> BRIEF: Go through the records and copy each line where the string "Ikke" occurs.

Stored data entries:
..........
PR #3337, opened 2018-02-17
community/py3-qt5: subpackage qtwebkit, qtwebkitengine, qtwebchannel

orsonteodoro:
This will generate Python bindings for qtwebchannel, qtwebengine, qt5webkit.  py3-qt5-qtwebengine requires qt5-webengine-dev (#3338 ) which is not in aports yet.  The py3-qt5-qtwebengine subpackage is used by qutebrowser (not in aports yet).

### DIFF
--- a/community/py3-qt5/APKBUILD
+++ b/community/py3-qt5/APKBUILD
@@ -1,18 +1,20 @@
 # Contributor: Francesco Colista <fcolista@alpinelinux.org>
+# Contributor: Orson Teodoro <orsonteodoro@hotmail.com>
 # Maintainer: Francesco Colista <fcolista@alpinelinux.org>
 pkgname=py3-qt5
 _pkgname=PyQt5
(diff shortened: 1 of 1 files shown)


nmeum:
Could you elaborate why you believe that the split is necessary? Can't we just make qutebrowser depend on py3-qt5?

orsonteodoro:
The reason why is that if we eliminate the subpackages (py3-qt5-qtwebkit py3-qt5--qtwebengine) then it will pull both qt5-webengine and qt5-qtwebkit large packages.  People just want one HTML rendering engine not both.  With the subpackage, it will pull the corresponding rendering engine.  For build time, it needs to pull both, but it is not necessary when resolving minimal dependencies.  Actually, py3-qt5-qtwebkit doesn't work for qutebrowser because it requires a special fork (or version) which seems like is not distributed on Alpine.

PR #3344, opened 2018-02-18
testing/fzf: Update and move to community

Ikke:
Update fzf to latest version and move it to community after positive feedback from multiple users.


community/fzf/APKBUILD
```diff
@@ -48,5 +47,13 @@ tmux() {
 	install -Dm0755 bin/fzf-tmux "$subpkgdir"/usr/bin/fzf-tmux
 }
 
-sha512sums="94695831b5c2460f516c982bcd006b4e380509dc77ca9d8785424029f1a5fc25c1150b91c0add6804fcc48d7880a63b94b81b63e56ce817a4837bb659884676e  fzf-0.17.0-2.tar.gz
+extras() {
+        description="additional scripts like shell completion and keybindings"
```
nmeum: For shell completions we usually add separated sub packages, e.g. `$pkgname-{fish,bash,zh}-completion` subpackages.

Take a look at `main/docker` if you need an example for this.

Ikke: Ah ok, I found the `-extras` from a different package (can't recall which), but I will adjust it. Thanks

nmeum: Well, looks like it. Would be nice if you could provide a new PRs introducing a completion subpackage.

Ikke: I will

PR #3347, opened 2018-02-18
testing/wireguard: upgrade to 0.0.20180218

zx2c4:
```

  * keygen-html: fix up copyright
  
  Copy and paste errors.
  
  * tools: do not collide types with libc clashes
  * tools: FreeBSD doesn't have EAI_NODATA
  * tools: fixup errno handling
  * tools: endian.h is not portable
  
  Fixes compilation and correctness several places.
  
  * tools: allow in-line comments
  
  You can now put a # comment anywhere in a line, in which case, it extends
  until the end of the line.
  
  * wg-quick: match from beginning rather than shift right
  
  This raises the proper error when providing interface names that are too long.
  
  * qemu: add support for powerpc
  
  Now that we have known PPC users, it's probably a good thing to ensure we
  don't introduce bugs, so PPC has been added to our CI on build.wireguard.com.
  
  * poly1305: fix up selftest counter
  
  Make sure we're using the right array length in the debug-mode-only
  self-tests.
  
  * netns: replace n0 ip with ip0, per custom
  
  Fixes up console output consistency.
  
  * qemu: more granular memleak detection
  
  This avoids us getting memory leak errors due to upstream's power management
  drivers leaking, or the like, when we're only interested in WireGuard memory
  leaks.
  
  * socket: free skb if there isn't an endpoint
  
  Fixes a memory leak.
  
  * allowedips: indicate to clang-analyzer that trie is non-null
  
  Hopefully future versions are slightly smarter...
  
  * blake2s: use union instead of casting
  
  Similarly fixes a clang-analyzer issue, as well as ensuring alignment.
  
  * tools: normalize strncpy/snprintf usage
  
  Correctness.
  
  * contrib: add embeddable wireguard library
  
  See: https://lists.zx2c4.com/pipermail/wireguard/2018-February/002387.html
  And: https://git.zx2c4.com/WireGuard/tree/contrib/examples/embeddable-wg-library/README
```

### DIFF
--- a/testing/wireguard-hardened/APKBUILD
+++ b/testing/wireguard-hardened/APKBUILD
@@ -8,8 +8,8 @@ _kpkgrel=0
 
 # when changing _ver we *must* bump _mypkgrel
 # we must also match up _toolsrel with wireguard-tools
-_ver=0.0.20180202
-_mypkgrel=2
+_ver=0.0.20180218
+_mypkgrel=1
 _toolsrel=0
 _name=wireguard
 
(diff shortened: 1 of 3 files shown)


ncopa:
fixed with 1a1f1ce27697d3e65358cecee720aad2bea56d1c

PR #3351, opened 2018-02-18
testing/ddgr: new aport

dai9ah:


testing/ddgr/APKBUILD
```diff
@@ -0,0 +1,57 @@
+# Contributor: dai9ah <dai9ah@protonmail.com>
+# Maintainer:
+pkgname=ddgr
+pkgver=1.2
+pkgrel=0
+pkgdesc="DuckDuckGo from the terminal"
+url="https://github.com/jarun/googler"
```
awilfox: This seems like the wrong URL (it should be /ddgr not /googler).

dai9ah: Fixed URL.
..........
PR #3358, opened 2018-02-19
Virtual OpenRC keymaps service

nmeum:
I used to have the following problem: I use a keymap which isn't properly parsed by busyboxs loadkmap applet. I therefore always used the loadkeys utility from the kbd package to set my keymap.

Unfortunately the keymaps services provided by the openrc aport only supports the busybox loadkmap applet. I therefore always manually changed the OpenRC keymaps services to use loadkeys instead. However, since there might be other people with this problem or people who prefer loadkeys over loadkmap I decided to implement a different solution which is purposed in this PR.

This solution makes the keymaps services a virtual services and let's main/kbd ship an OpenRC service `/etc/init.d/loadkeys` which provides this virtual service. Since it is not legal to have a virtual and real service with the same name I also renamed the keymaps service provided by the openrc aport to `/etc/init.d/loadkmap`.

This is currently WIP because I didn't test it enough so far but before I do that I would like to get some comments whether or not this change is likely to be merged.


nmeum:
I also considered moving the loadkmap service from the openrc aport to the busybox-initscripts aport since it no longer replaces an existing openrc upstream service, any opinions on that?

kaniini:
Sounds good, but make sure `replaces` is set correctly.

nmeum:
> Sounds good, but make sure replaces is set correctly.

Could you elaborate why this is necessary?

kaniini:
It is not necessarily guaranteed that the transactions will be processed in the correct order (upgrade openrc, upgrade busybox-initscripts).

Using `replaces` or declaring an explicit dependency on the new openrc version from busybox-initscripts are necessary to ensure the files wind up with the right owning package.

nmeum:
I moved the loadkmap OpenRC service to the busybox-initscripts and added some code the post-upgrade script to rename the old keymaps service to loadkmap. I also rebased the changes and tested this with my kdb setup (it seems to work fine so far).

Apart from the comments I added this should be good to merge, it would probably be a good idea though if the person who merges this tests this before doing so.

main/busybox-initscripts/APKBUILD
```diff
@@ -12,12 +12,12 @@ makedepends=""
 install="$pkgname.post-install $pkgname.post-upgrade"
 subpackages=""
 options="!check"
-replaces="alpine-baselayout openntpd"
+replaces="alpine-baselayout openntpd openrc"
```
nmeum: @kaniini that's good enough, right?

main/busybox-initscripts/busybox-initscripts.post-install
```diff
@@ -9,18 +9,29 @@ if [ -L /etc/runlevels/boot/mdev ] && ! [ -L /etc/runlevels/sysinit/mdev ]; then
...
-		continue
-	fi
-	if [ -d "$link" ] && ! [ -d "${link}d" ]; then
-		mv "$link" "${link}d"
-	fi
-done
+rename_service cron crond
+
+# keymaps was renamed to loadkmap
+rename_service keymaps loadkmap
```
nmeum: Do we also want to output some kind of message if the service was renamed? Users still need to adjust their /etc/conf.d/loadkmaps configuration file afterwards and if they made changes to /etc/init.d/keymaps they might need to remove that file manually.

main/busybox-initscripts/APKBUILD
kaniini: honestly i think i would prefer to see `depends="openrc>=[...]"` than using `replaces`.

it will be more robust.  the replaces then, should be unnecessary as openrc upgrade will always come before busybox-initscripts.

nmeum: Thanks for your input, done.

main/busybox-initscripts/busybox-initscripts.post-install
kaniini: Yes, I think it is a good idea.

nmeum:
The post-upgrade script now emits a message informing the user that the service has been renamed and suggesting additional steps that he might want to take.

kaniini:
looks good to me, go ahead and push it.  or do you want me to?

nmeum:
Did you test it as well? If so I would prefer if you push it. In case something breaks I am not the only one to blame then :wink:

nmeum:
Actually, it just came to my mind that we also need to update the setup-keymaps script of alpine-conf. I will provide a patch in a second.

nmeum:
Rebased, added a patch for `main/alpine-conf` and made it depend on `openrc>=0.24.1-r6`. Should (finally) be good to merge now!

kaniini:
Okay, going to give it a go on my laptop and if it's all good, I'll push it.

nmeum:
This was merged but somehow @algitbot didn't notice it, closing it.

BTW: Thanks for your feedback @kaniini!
..........
> EXERCISE OUTPUT:
Ikke:
Ikke: Ah ok, I found the `-extras` from a different package (can't recall which), but I will adjust it. Thanks
Ikke: I will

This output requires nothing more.